PR #5930, opened 2026-07-09
Accept the request context as a keyword argument in ice_invoke

### LINKED ISSUE #5887: [Audit-Medium] Python: ice_invokeAsync silently drops a context passed as keyword argument
### Summary
`proxy.ice_invokeAsync(op, mode, inParams, ctx={...})` sends the request with **no context**: the C function is registered `METH_KEYWORDS` but ignores its `kwds` argument. The sync `ice_invoke` is `METH_VARARGS` only, so the same keyword call raises `TypeError` — while the IcePy stub declares a keyword-capable `ctx` parameter on both.

### Mechanism
[`Proxy.cpp:1209-1213`](https://github.com/zeroc-ice/ice/blob/b71bc8ed0ad0baff8ecc784614f42ca9d15a5a0b/python/modules/IcePy/Proxy.cpp#L1209-L1213) — `proxyIceInvokeAsync(ProxyObject* self, PyObject* args, PyObject* /*kwds*/)` discards keywords; the positional-only parser then sees no `ctx` and the invocation goes out with `noExplicitContext` ([`Operation.cpp:1797-1841`](https://github.com/zeroc-ice/ice/blob/b71bc8ed0ad0baff8ecc784614f42ca9d15a5a0b/python/modules/IcePy/Operation.cpp#L1797-L1841)). Method table flags: [`Proxy.cpp:1419-1428`](https://github.com/zeroc-ice/ice/blob/b71bc8ed0ad0baff8ecc784614f42ca9d15a5a0b/python/modules/IcePy/Proxy.cpp#L1419-L1428). Stub: [`IcePy-stubs/__init__.pyi:553-558`](https://github.com/zeroc-ice/ice/blob/b71bc8ed0ad0baff8ecc784614f42ca9d15a5a0b/python/python/IcePy-stubs/__init__.pyi#L553-L558).

### Trigger
```python
prx.ice_invokeAsync("op", Ice.OperationMode.Normal, params, ctx={"k": "v"})
# type-checks against the stub; request is sent WITHOUT the context
```

### Impact
Silent wrong behavior: per-invocation contexts (routing hints, session tokens) are dropped without any error for the dynamic-invocation API.

### Suggested fix
Parse keywords in `proxyIceInvokeAsync` (and either add keyword support to `ice_invoke` or mark `ctx` positional-only in the stub for both).

### Notes
Confidence: high. Found in the 2026-07-08 Python API doc audit (finding A.2).

---

pepone:
Fixes #5887.

`ice_invokeAsync` was registered `METH_VARARGS | METH_KEYWORDS` but its implementation discarded `kwds` and parsed the positional tuple only, so

```python
prx.ice_invokeAsync(op, mode, inParams, ctx={"k": "v"})
```

sent the request **with no context at all** — silently dropping routing hints and session tokens. The synchronous `ice_invoke` was registered `METH_VARARGS`, so the same call raised `TypeError` instead. Both stubs declare a keyword-capable `ctx`, and the slice2py-generated proxies already accept their `context` by keyword.

This threads `kwds` from the proxy methods down to the two blobject invocations, which now parse with `PyArg_ParseTupleAndKeywords` over the keyword names the stubs already publish, and registers `ice_invoke` with `METH_KEYWORDS` so the pair behaves the same. Positional calls parse exactly as before, so the change is purely additive.

These are the first `PyArg_ParseTupleAndKeywords` calls in the extension.

### Testing

The blobject test router now records the context it receives, so a dropped context fails an assertion rather than passing silently. Verified against the unfixed extension:

```
sync  keyword ctx -> TypeError: ObjectPrx.ice_invoke() takes no keyword arguments
async keyword ctx -> delivered {}          <-- silently dropped
```

and after the fix both deliver the context. `Ice/{blobject,ami,operations,proxy,asyncio,adapterDeactivation,servantLocator}` pass; pyright and ruff are clean.

### DIFF
--- a/python/modules/IcePy/Operation.h
+++ b/python/modules/IcePy/Operation.h
@@ -18,8 +18,8 @@ namespace IcePy
     extern PyTypeObject AsyncInvocationContextType;
 
     // Blobject invocations.
-    PyObject* iceInvoke(PyObject*, PyObject*);
-    PyObject* iceInvokeAsync(PyObject*, PyObject*);
+    PyObject* iceInvoke(PyObject*, PyObject*, PyObject* = nullptr);
+    PyObject* iceInvokeAsync(PyObject*, PyObject*, PyObject* = nullptr);
 
     /// Used as the callback for getConnectionAsync operation.
     class GetConnectionAsyncCallback
--- a/python/modules/IcePy/Operation.h
+++ b/python/modules/IcePy/Operation.h
@@ -18,8 +18,8 @@ namespace IcePy
     extern PyTypeObject AsyncInvocationContextType;
 
     // Blobject invocations.
-    PyObject* iceInvoke(PyObject*, PyObject*, PyObject* = nullptr);
-    PyObject* iceInvokeAsync(PyObject*, PyObject*, PyObject* = nullptr);
+    PyObject* iceInvoke(PyObject*, PyObject*, PyObject*);
+    PyObject* iceInvokeAsync(PyObject*, PyObject*, PyObject*);
 
     /// Used as the callback for getConnectionAsync operation.
     class GetConnectionAsyncCallback
--- a/changelog.d/python/5887.md
+++ b/changelog.d/python/5887.md
@@ -1,0 +1,3 @@
+- Fixed `ObjectPrx.ice_invoke` and `ObjectPrx.ice_invokeAsync` to accept the request context as a keyword argument, as
+  their signatures advertise. `ice_invokeAsync` previously sent the request without any context when `ctx` was passed by
+  keyword, and `ice_invoke` rejected the call with a `TypeError`.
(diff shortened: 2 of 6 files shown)


python/modules/IcePy/Operation.h
```diff
@@ -18,8 +18,8 @@ namespace IcePy
     extern PyTypeObject AsyncInvocationContextType;
 
     // Blobject invocations.
-    PyObject* iceInvoke(PyObject*, PyObject*);
-    PyObject* iceInvokeAsync(PyObject*, PyObject*);
+    PyObject* iceInvoke(PyObject*, PyObject*, PyObject* = nullptr);
+    PyObject* iceInvokeAsync(PyObject*, PyObject*, PyObject* = nullptr);
```
bernardnormier: Both callers now always pass `kwds`, so the defaults only make it possible for a future call site to silently drop the keyword arguments — the mistake this PR fixes. Better to make every caller provide it:

```suggestion
    PyObject* iceInvoke(PyObject*, PyObject*, PyObject*);
    PyObject* iceInvokeAsync(PyObject*, PyObject*, PyObject*);
```

bernardnormier (approved):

———

» **Exercise instructions**: Everything in the material should be repeated exactly as written.

» **Exercise result**:
PR #5930, opened 2026-07-09
Accept the request context as a keyword argument in ice_invoke

### LINKED ISSUE #5887: [Audit-Medium] Python: ice_invokeAsync silently drops a context passed as keyword argument
### Summary
`proxy.ice_invokeAsync(op, mode, inParams, ctx={...})` sends the request with **no context**: the C function is registered `METH_KEYWORDS` but ignores its `kwds` argument. The sync `ice_invoke` is `METH_VARARGS` only, so the same keyword call raises `TypeError` — while the IcePy stub declares a keyword-capable `ctx` parameter on both.

### Mechanism
[`Proxy.cpp:1209-1213`](https://github.com/zeroc-ice/ice/blob/b71bc8ed0ad0baff8ecc784614f42ca9d15a5a0b/python/modules/IcePy/Proxy.cpp#L1209-L1213) — `proxyIceInvokeAsync(ProxyObject* self, PyObject* args, PyObject* /*kwds*/)` discards keywords; the positional-only parser then sees no `ctx` and the invocation goes out with `noExplicitContext` ([`Operation.cpp:1797-1841`](https://github.com/zeroc-ice/ice/blob/b71bc8ed0ad0baff8ecc784614f42ca9d15a5a0b/python/modules/IcePy/Operation.cpp#L1797-L1841)). Method table flags: [`Proxy.cpp:1419-1428`](https://github.com/zeroc-ice/ice/blob/b71bc8ed0ad0baff8ecc784614f42ca9d15a5a0b/python/modules/IcePy/Proxy.cpp#L1419-L1428). Stub: [`IcePy-stubs/__init__.pyi:553-558`](https://github.com/zeroc-ice/ice/blob/b71bc8ed0ad0baff8ecc784614f42ca9d15a5a0b/python/python/IcePy-stubs/__init__.pyi#L553-L558).

### Trigger
```python
prx.ice_invokeAsync("op", Ice.OperationMode.Normal, params, ctx={"k": "v"})
# type-checks against the stub; request is sent WITHOUT the context
```

### Impact
Silent wrong behavior: per-invocation contexts (routing hints, session tokens) are dropped without any error for the dynamic-invocation API.

### Suggested fix
Parse keywords in `proxyIceInvokeAsync` (and either add keyword support to `ice_invoke` or mark `ctx` positional-only in the stub for both).

### Notes
Confidence: high. Found in the 2026-07-08 Python API doc audit (finding A.2).

---

pepone:
Fixes #5887.

`ice_invokeAsync` was registered `METH_VARARGS | METH_KEYWORDS` but its implementation discarded `kwds` and parsed the positional tuple only, so

```python
prx.ice_invokeAsync(op, mode, inParams, ctx={"k": "v"})
```

sent the request **with no context at all** — silently dropping routing hints and session tokens. The synchronous `ice_invoke` was registered `METH_VARARGS`, so the same call raised `TypeError` instead. Both stubs declare a keyword-capable `ctx`, and the slice2py-generated proxies already accept their `context` by keyword.

This threads `kwds` from the proxy methods down to the two blobject invocations, which now parse with `PyArg_ParseTupleAndKeywords` over the keyword names the stubs already publish, and registers `ice_invoke` with `METH_KEYWORDS` so the pair behaves the same. Positional calls parse exactly as before, so the change is purely additive.

These are the first `PyArg_ParseTupleAndKeywords` calls in the extension.

### Testing

The blobject test router now records the context it receives, so a dropped context fails an assertion rather than passing silently. Verified against the unfixed extension:

```
sync  keyword ctx -> TypeError: ObjectPrx.ice_invoke() takes no keyword arguments
async keyword ctx -> delivered {}          <-- silently dropped
```

and after the fix both deliver the context. `Ice/{blobject,ami,operations,proxy,asyncio,adapterDeactivation,servantLocator}` pass; pyright and ruff are clean.

### DIFF
--- a/python/modules/IcePy/Operation.h
+++ b/python/modules/IcePy/Operation.h
@@ -18,8 +18,8 @@ namespace IcePy
     extern PyTypeObject AsyncInvocationContextType;
 
     // Blobject invocations.
-    PyObject* iceInvoke(PyObject*, PyObject*);
-    PyObject* iceInvokeAsync(PyObject*, PyObject*);
+    PyObject* iceInvoke(PyObject*, PyObject*, PyObject* = nullptr);
+    PyObject* iceInvokeAsync(PyObject*, PyObject*, PyObject* = nullptr);
 
     /// Used as the callback for getConnectionAsync operation.
     class GetConnectionAsyncCallback
--- a/python/modules/IcePy/Operation.h
+++ b/python/modules/IcePy/Operation.h
@@ -18,8 +18,8 @@ namespace IcePy
     extern PyTypeObject AsyncInvocationContextType;
 
     // Blobject invocations.
-    PyObject* iceInvoke(PyObject*, PyObject*, PyObject* = nullptr);
-    PyObject* iceInvokeAsync(PyObject*, PyObject*, PyObject* = nullptr);
+    PyObject* iceInvoke(PyObject*, PyObject*, PyObject*);
+    PyObject* iceInvokeAsync(PyObject*, PyObject*, PyObject*);
 
     /// Used as the callback for getConnectionAsync operation.
     class GetConnectionAsyncCallback
--- a/changelog.d/python/5887.md
+++ b/changelog.d/python/5887.md
@@ -1,0 +1,3 @@
+- Fixed `ObjectPrx.ice_invoke` and `ObjectPrx.ice_invokeAsync` to accept the request context as a keyword argument, as
+  their signatures advertise. `ice_invokeAsync` previously sent the request without any context when `ctx` was passed by
+  keyword, and `ice_invoke` rejected the call with a `TypeError`.
(diff shortened: 2 of 6 files shown)


python/modules/IcePy/Operation.h
```diff
@@ -18,8 +18,8 @@ namespace IcePy
     extern PyTypeObject AsyncInvocationContextType;
 
     // Blobject invocations.
-    PyObject* iceInvoke(PyObject*, PyObject*);
-    PyObject* iceInvokeAsync(PyObject*, PyObject*);
+    PyObject* iceInvoke(PyObject*, PyObject*, PyObject* = nullptr);
+    PyObject* iceInvokeAsync(PyObject*, PyObject*, PyObject* = nullptr);
```
bernardnormier: Both callers now always pass `kwds`, so the defaults only make it possible for a future call site to silently drop the keyword arguments — the mistake this PR fixes. Better to make every caller provide it:

```suggestion
    PyObject* iceInvoke(PyObject*, PyObject*, PyObject*);
    PyObject* iceInvokeAsync(PyObject*, PyObject*, PyObject*);
```

bernardnormier (approved):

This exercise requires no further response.